Exactly as written, set down every entry once more.

─── Data under study

Issue #1683, opened 2024-04-19
`launcher interactive` should include ATC tables


directionless:
Now that we have this cool `launcher interactive` mode, I'd like to start populating it with ATC tables. I'm not sure if other parts of the configuration should come along. Maybe? Maybe not, depends...

I'd suggest we use the sqlite store for this. It's meant to be publically readable.

PR #1685, opened 2024-04-22
auto load ATC config in interactive

James-Pickett:
automatically load automatic table configuration from osquery config when running launcher in interactive mode

closes https://github.com/kolide/launcher/issues/1683


ee/agent/startupsettings/writer.go
```diff
@@ -63,6 +65,18 @@ func (s *startupSettingsWriter) setFlags() error {
 	}
 	updatedFlags["use_tuf_autoupdater"] = "enabled" // Hardcode for backwards compatibility circa v1.5.3
 
+	// Set flags will only be called when a flag value changes. The osquery config that contains the atc config
+	// comes in via osquery extension. So a new config will not trigger a re-write.
+	atcConfig, err := s.extractAutoTableConstructionConfig()
```
James-Pickett, line 70: Is it worth figuring out the plumbing to have this fire when we get a new osquery config? This would likely mean that launcher interactive will not pick up the ATCs until the first launcher start up after getting osq config.

directionless: I'm not sure I understand... Is this only called on startup? Which means the sqlite conf file may lag weeks to months?

pkg/launcher/paths.go
```diff
@@ -56,7 +57,14 @@ func DefaultPath(path defaultPath) string {
 	// not windows
 	switch path {
 	case RootDirectory:
-		return "/var/kolide-k2/k2device.kolide.com/"
+		const defaultRootDir = "/var/kolide-k2/k2device.kolide.com"
```
directionless, line 60: I thought this would get read out of the config file, and this was just the default?

directionless (commented):
Looks pretty good. A couple questions

ee/agent/startupsettings/writer.go
James-Pickett: Yes, it's possible. I'm trying to find a clever way to plumb this through .... we could treat config like a flag in knapsack and use it's observer pattern or just find a way to have the extension call startupsettings.OpenWriter when the config updates.

pkg/launcher/paths.go
James-Pickett: with interactive we don't currently read the `launcher.flags` file, I suppose we could look for it on start up and if we don't find it, just use defaults

ee/agent/startupsettings/writer.go
directionless: mmm, that's an interesting thought. If we ever decide we need to restart osquery on a config change, would it leverage that?

pkg/launcher/paths.go
directionless: That's probably reasonable. I think we implemented something like in another spot. Maybe related to the new updater.

ee/agent/startupsettings/writer.go
James-Pickett: I doubt we would ever leverage that when launcher (daemon) is restarting osquery, since launcher (daemon) can just read the config out of bolt db.

directionless: Right -- that extension would read it from boltdb. But we still need something like that to trigger the restart, don't we?

pkg/launcher/paths.go
directionless: I guess if we go down this route, we'd need to add `root_directory ` and `config` to interactive's flags.

pkg/osquery/interactive/interactive.go
```diff
@@ -37,6 +44,35 @@ func StartProcess(slogger *slog.Logger, rootDir, osquerydPath string, osqueryFla
...
+		}
+	}
+
+	// start building list of osq plugins with the kolide tables
+	osqPlugins := table.PlatformTables(slogger, osquerydPath)
+
+	// if we were not provided a config path flag, try to add default config
+	if !haveConfigPathOsqFlag {
+		// check to see if we can actually get a config plugin
+		configPlugin, err := configPlugin()
```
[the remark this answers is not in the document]
James-Pickett: updated

ee/agent/startupsettings/writer.go
James-Pickett: I've updated this to have the extension just open the startup settings writer to trigger the write when it gets a new config. I see what you mean about restarting on a new config, as discussed, maybe an issue, but out of scope for this PR.

pkg/osquery/interactive/interactive.go
```diff
@@ -153,3 +188,20 @@ func waitForFile(path string, interval, timeout time.Duration) error {
 		}
 	}
 }
+
+func configPlugin() (*config.Plugin, error) {
+	r, err := startupsettings.OpenReader(context.TODO(), launcher.DefaultPath(launcher.RootDirectory))
```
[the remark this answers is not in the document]
James-Pickett: I've updated it to use launcher opts + knapsack to handle figuring out root dir.

pkg/launcher/paths.go
James-Pickett: I've updated it to use launcher opts + knapsack to handle figuring out root dir.

ee/agent/startupsettings/writer.go
directionless: Agree it's out of scope for this PR. Mostly mentioning it in case it chanses the direction you want to go in

cmd/launcher/interactive.go
```diff
@@ -19,22 +21,17 @@ import (
...
-
-	flagset.Usage = commandUsage(flagset, "launcher interactive")
-	if err := flagset.Parse(args); err != nil {
+	opts, err := launcher.ParseOptions("interactive", args)
+	if err != nil {
 		return err
 	}
 
+	if opts.RootDirectory == "" {
+		opts.RootDirectory = launcher.DefaultPath(launcher.RootDirectory)
```
RebeccaMahany, line 30: Curious what this is used for since we also have the temp root dir?

James-Pickett: the opts.RootDirectory is where to look for the kv.sqlite db to load the ATC config from, the temp root dir is for interactive to store temp files like socket and aegues lense files.

I added some comments to clarify the 2

pkg/osquery/extension.go
```diff
@@ -517,6 +518,18 @@ func (e *Extension) GenerateConfigs(ctx context.Context) (map[string]string, err
 	} else {
 		// Store good config
 		e.knapsack.ConfigStore().Set([]byte(configKey), []byte(config))
+
+		// open the start up settings writer just to trigger a write of the config,
+		// then we can immediately close it
```
RebeccaMahany, line 523: I think maybe it would feel cleaner/less easy to introduce bugs in the future if we had a specific function to call to perform the config write, rather than relying on a side effect of `OpenWriter`...maybe `setFlags` could be exposed as `SyncFlags` or something? What do you think?

RebeccaMahany (commented):
I'm sorry for reviewing this piecemeal -- I didn't quite have enough time to finish up reviewing interactive.go. I'll come back to it first thing tomorrow!

RebeccaMahany (approved):
Never mind, I ended up having time to finish reviewing! This looks good to me overall -- had one final question but it's not blocking.

pkg/osquery/extension.go
James-Pickett: how about renaming to `WriteSettings` and removing from the constructor?

RebeccaMahany: That works for me 🙂

James-Pickett: Done

RebeccaMahany (approved):

directionless (approved):
I didn't test this, but I think it's probably fine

──────

Result for this task:
Issue #1683, opened 2024-04-19
`launcher interactive` should include ATC tables


directionless:
Now that we have this cool `launcher interactive` mode, I'd like to start populating it with ATC tables. I'm not sure if other parts of the configuration should come along. Maybe? Maybe not, depends...

I'd suggest we use the sqlite store for this. It's meant to be publically readable.

PR #1685, opened 2024-04-22
auto load ATC config in interactive

James-Pickett:
automatically load automatic table configuration from osquery config when running launcher in interactive mode

closes https://github.com/kolide/launcher/issues/1683


ee/agent/startupsettings/writer.go
```diff
@@ -63,6 +65,18 @@ func (s *startupSettingsWriter) setFlags() error {
 	}
 	updatedFlags["use_tuf_autoupdater"] = "enabled" // Hardcode for backwards compatibility circa v1.5.3
 
+	// Set flags will only be called when a flag value changes. The osquery config that contains the atc config
+	// comes in via osquery extension. So a new config will not trigger a re-write.
+	atcConfig, err := s.extractAutoTableConstructionConfig()
```
James-Pickett, line 70: Is it worth figuring out the plumbing to have this fire when we get a new osquery config? This would likely mean that launcher interactive will not pick up the ATCs until the first launcher start up after getting osq config.

directionless: I'm not sure I understand... Is this only called on startup? Which means the sqlite conf file may lag weeks to months?

pkg/launcher/paths.go
```diff
@@ -56,7 +57,14 @@ func DefaultPath(path defaultPath) string {
 	// not windows
 	switch path {
 	case RootDirectory:
-		return "/var/kolide-k2/k2device.kolide.com/"
+		const defaultRootDir = "/var/kolide-k2/k2device.kolide.com"
```
directionless, line 60: I thought this would get read out of the config file, and this was just the default?

directionless (commented):
Looks pretty good. A couple questions

ee/agent/startupsettings/writer.go
James-Pickett: Yes, it's possible. I'm trying to find a clever way to plumb this through .... we could treat config like a flag in knapsack and use it's observer pattern or just find a way to have the extension call startupsettings.OpenWriter when the config updates.

pkg/launcher/paths.go
James-Pickett: with interactive we don't currently read the `launcher.flags` file, I suppose we could look for it on start up and if we don't find it, just use defaults

ee/agent/startupsettings/writer.go
directionless: mmm, that's an interesting thought. If we ever decide we need to restart osquery on a config change, would it leverage that?

pkg/launcher/paths.go
directionless: That's probably reasonable. I think we implemented something like in another spot. Maybe related to the new updater.

ee/agent/startupsettings/writer.go
James-Pickett: I doubt we would ever leverage that when launcher (daemon) is restarting osquery, since launcher (daemon) can just read the config out of bolt db.

directionless: Right -- that extension would read it from boltdb. But we still need something like that to trigger the restart, don't we?

pkg/launcher/paths.go
directionless: I guess if we go down this route, we'd need to add `root_directory ` and `config` to interactive's flags.

pkg/osquery/interactive/interactive.go
```diff
@@ -37,6 +44,35 @@ func StartProcess(slogger *slog.Logger, rootDir, osquerydPath string, osqueryFla
...
+		}
+	}
+
+	// start building list of osq plugins with the kolide tables
+	osqPlugins := table.PlatformTables(slogger, osquerydPath)
+
+	// if we were not provided a config path flag, try to add default config
+	if !haveConfigPathOsqFlag {
+		// check to see if we can actually get a config plugin
+		configPlugin, err := configPlugin()
```
[the remark this answers is not in the document]
James-Pickett: updated

ee/agent/startupsettings/writer.go
James-Pickett: I've updated this to have the extension just open the startup settings writer to trigger the write when it gets a new config. I see what you mean about restarting on a new config, as discussed, maybe an issue, but out of scope for this PR.

pkg/osquery/interactive/interactive.go
```diff
@@ -153,3 +188,20 @@ func waitForFile(path string, interval, timeout time.Duration) error {
 		}
 	}
 }
+
+func configPlugin() (*config.Plugin, error) {
+	r, err := startupsettings.OpenReader(context.TODO(), launcher.DefaultPath(launcher.RootDirectory))
```
[the remark this answers is not in the document]
James-Pickett: I've updated it to use launcher opts + knapsack to handle figuring out root dir.

pkg/launcher/paths.go
James-Pickett: I've updated it to use launcher opts + knapsack to handle figuring out root dir.

ee/agent/startupsettings/writer.go
directionless: Agree it's out of scope for this PR. Mostly mentioning it in case it chanses the direction you want to go in

cmd/launcher/interactive.go
```diff
@@ -19,22 +21,17 @@ import (
...
-
-	flagset.Usage = commandUsage(flagset, "launcher interactive")
-	if err := flagset.Parse(args); err != nil {
+	opts, err := launcher.ParseOptions("interactive", args)
+	if err != nil {
 		return err
 	}
 
+	if opts.RootDirectory == "" {
+		opts.RootDirectory = launcher.DefaultPath(launcher.RootDirectory)
```
RebeccaMahany, line 30: Curious what this is used for since we also have the temp root dir?

James-Pickett: the opts.RootDirectory is where to look for the kv.sqlite db to load the ATC config from, the temp root dir is for interactive to store temp files like socket and aegues lense files.

I added some comments to clarify the 2

pkg/osquery/extension.go
```diff
@@ -517,6 +518,18 @@ func (e *Extension) GenerateConfigs(ctx context.Context) (map[string]string, err
 	} else {
 		// Store good config
 		e.knapsack.ConfigStore().Set([]byte(configKey), []byte(config))
+
+		// open the start up settings writer just to trigger a write of the config,
+		// then we can immediately close it
```
RebeccaMahany, line 523: I think maybe it would feel cleaner/less easy to introduce bugs in the future if we had a specific function to call to perform the config write, rather than relying on a side effect of `OpenWriter`...maybe `setFlags` could be exposed as `SyncFlags` or something? What do you think?

RebeccaMahany (commented):
I'm sorry for reviewing this piecemeal -- I didn't quite have enough time to finish up reviewing interactive.go. I'll come back to it first thing tomorrow!

RebeccaMahany (approved):
Never mind, I ended up having time to finish reviewing! This looks good to me overall -- had one final question but it's not blocking.

pkg/osquery/extension.go
James-Pickett: how about renaming to `WriteSettings` and removing from the constructor?

RebeccaMahany: That works for me 🙂

James-Pickett: Done

RebeccaMahany (approved):

directionless (approved):
I didn't test this, but I think it's probably fine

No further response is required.